Using the listing below, please gather every line containing the word "scripts".
***** Dataset content
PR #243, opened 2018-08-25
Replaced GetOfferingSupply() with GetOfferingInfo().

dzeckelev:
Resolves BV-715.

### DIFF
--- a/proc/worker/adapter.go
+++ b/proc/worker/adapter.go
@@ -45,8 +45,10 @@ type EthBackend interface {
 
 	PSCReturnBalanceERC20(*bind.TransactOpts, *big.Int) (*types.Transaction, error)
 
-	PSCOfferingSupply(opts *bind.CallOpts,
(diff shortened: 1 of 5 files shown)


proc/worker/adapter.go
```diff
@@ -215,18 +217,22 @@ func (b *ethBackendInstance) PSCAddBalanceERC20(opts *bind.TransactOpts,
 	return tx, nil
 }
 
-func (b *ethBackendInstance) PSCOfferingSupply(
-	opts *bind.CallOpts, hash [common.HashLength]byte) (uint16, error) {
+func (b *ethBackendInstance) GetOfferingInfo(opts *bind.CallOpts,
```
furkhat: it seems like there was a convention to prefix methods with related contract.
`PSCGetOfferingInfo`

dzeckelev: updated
**********
***** Dataset content
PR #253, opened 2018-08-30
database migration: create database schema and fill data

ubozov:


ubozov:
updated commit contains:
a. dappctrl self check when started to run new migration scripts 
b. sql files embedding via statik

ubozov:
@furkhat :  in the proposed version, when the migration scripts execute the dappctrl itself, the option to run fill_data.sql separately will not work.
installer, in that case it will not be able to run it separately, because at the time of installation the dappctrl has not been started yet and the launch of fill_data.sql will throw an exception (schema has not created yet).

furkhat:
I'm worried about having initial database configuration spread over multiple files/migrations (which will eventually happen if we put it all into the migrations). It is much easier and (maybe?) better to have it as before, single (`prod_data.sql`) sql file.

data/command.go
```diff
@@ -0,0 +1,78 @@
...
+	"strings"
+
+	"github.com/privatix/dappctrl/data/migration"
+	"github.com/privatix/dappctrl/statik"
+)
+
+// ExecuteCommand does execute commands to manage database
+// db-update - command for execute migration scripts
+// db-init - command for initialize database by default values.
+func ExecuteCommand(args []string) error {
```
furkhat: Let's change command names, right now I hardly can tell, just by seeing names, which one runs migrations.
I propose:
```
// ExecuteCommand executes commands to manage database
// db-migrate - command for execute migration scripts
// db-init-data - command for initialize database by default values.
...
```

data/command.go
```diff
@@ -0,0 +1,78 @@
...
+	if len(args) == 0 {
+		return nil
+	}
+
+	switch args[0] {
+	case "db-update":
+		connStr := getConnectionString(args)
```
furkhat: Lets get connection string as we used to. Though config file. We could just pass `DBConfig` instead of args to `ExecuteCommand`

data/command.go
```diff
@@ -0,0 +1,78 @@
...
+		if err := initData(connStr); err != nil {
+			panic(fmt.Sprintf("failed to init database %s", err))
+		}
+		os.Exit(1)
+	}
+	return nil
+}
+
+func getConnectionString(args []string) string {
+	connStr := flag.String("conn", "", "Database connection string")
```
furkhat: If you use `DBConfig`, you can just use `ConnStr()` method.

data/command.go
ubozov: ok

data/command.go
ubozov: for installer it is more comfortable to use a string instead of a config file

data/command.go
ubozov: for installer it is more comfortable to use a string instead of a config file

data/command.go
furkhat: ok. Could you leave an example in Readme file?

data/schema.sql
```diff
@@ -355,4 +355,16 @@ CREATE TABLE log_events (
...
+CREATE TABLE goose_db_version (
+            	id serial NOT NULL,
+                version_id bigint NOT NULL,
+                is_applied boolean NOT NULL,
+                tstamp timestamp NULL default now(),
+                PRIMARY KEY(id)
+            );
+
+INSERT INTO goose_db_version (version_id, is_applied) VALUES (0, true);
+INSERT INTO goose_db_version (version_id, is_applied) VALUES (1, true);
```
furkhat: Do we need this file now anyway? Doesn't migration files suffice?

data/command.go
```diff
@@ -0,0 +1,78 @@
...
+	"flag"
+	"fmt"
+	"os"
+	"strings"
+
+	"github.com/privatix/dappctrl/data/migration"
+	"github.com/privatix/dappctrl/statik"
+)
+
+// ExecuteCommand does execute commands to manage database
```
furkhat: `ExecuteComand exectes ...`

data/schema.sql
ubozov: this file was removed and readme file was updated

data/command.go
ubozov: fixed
**********
» Output:
a. dappctrl self check when started to run new migration scripts 
@furkhat :  in the proposed version, when the migration scripts execute the dappctrl itself, the option to run fill_data.sql separately will not work.
+// db-update - command for execute migration scripts
// db-migrate - command for execute migration scripts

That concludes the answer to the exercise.